Inline Read More Link in Python Using lxml

on January 06, 2013 in technology about

When dealing with displaying large html content, we need a way to generate its summary and a “read more” or “continue” link to the full article.

This is a simple matter of truncating the html content at a defined maximum word count and adding the convenient ellipsis (…).

For instance:

Full html:
<p>paragraph 1</p><p>paragraph 2</p><p>paragraph 3</p><p>paragraph 4</p>

Truncated html:
<p>paragraph 1</p><p>paragraph 2...</p>

The problem is: most of the time trying to add a “read more” link to <p>paragraph 1</p><p>paragraph 2...</p> would put the link outside of the html content. This results in a really frustrating line break since <p></p> is a block element. In my opinion, the line break is disruptive and not as aesthetically pleasing.

What we really want:

Instead of:
<p>paragraph 1</p><p>paragraph 2...</p><a href="/read-more/">read more</a>

We want:
<p>paragraph 1</p><p>paragraph 2...<a href="/read-more/">read more</a></p>

I ran into this pet peeve a while back when I was trying to add an inline “answer” link to my question & answer joke for officecheese.com.

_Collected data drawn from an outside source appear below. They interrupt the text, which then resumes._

PR #2850, opened 2019-02-21
sync item associations on client

petrjasek:
atm it's done on server on save, but if user publishes without
saving first associations data is missing or incomplete

SDESK-4015

### DIFF
--- a/scripts/apps/authoring/authoring/authoring.spec.js
+++ b/scripts/apps/authoring/authoring/authoring.spec.js
@@ -86,6 +86,76 @@ describe('authoring', () => {
         expect(context.$rootScope.$applyAsync).toHaveBeenCalled();
     }));
 
+    it('synchronizes associations field from editor state', inject(() => {
+        const entity1 = {guid: 'entity1', renditions: {original: {href: 'foo'}}};
+        const entity2 = {guid: 'entity2', renditions: {original: {href: 'bar'}}};
+
+        const contentStateRaw = {
+            blocks: [
+                {
+                    key: 'aaaa1', text: 'test', type: 'unstyled', depth: 0, inlineStyleRanges: [], entityRanges: [],
+                },
+                {
+                    key: 'aaaa2', text: ' ', type: 'atomic', depth: 0, inlineStyleRanges: [], entityRanges: [
+                        {
+                            offset: 0,
+                            length: 1,
+                            key: 0,
+                        },
+                    ],
+                },
+                {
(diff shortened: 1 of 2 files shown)


tomaskikutis:
How is it possible to publish without saving first?

karelpetrak:
@tomaskikutis I think what Petr means is when you do not explicitly save (hit the save button) but proceed to publish (and the item is saved as a part of the "publish" workflow).

tomaskikutis:
How about running the same code no matter if saving happens via save button or as a part of publishing workflow?

petrjasek:
@tomaskikutis yep that makes sense, but not sure how it's related to this fix. imo it's better to send correct data all the time

tomaskikutis:
I do agree, that it's better to send correct data all the time, but the function which returns bad results should be fixed instead of having an extra function which fixes the bad output of the first one. Or isn't that the case?

petrjasek:
that part is done on server, it was syncing the data only on save, now that part is gone

tomaskikutis:
Which line on the server is doing this? Are you saying that if I take this PR and remove the sync function, all associations including images, gallery, related media won't appear in items' `associations` field?

petrjasek:
https://github.com/superdesk/superdesk-core/blob/master/apps/archive/archive.py#L94-L114

it will only appear there on save

tomaskikutis:
If the code which saves the item is also updating the associations, why can't we run the same code(which does the saving) before publishing? It would update the associations and we'd avoid duplicating code between client/server.

It might require a bit more work, but it's much more sustainable since every future change in update logic would automatically get applied when saving.

petrjasek:
the idea is to remove that code from server once this PR is merged

tomaskikutis:
That makes more sense now. Do you know why [update_associations](https://github.com/superdesk/superdesk-core/blob/master/apps/archive/archive.py#L94-L114) function exists in the first place? Why individual components can't take care of updating the field. I don't mind if it's done the same way across the app, but I see some components like related items writing to `item.associations` directly.

@ioanpocol I see you implemented [update_associations](https://github.com/superdesk/superdesk-core/blob/master/apps/archive/archive.py#L94-L114), do you remember what was the case? I can't find the ticket reference in [the PR](https://github.com/superdesk/superdesk-core/pull/1081).

ioanpocol:
All images added to editor3 should also appear on associations.  So update_associations function process editor3 state and update the associations.  I don't know why this has been implemented on . backend and not on frontend.

tomaskikutis:
Thanks, Ioan. I now see that we don't update associations when images or embeds change in editor3 and leave it up to the synchronizer function.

Here is the code I wrote to address this:

def insert_into_last_element(html, element):
    try:
        from lxml.html import fragment_fromstring, fragments_fromstring, tostring
        from lxml.etree import ParserError
    except ImportError:
        raise Exception("Unable to find lxml")

    try:
        item = fragment_fromstring(element)
    except ParserError, TypeError:
        item = fragment_fromstring('<span></span>')

    try:
        doc = fragments_fromstring(html)
        doc[-1].append(item)

        return ''.join(tostring(e) for e in doc)
    except ParserError, TypeError:
        return ''

Seeing that the same need exists in Pelican, I added the functionality to my fork, and submitted a pull request here.

I hope this is useful to you and if anyone has suggestions for improvement, please don’t hesitate to let me know.

UPDATE: Per recommendation of Alexis Metaireau, I reimplemented this feature as a plugin and resubmitted another pull request to the pelican-plugins project here.